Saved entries
* * *

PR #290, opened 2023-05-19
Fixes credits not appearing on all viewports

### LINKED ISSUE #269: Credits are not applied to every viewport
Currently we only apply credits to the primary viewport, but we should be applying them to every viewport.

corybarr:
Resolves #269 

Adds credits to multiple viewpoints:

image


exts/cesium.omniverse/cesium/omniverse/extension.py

* * *

→ **Action item**:
Nothing may change. Retype all of the entries.

→ **Result of the task**:
PR #290, opened 2023-05-19
Fixes credits not appearing on all viewports

### LINKED ISSUE #269: Credits are not applied to every viewport
Currently we only apply credits to the primary viewport, but we should be applying them to every viewport.

corybarr:
Resolves #269 

Adds credits to multiple viewpoints:

image


exts/cesium.omniverse/cesium/omniverse/extension.py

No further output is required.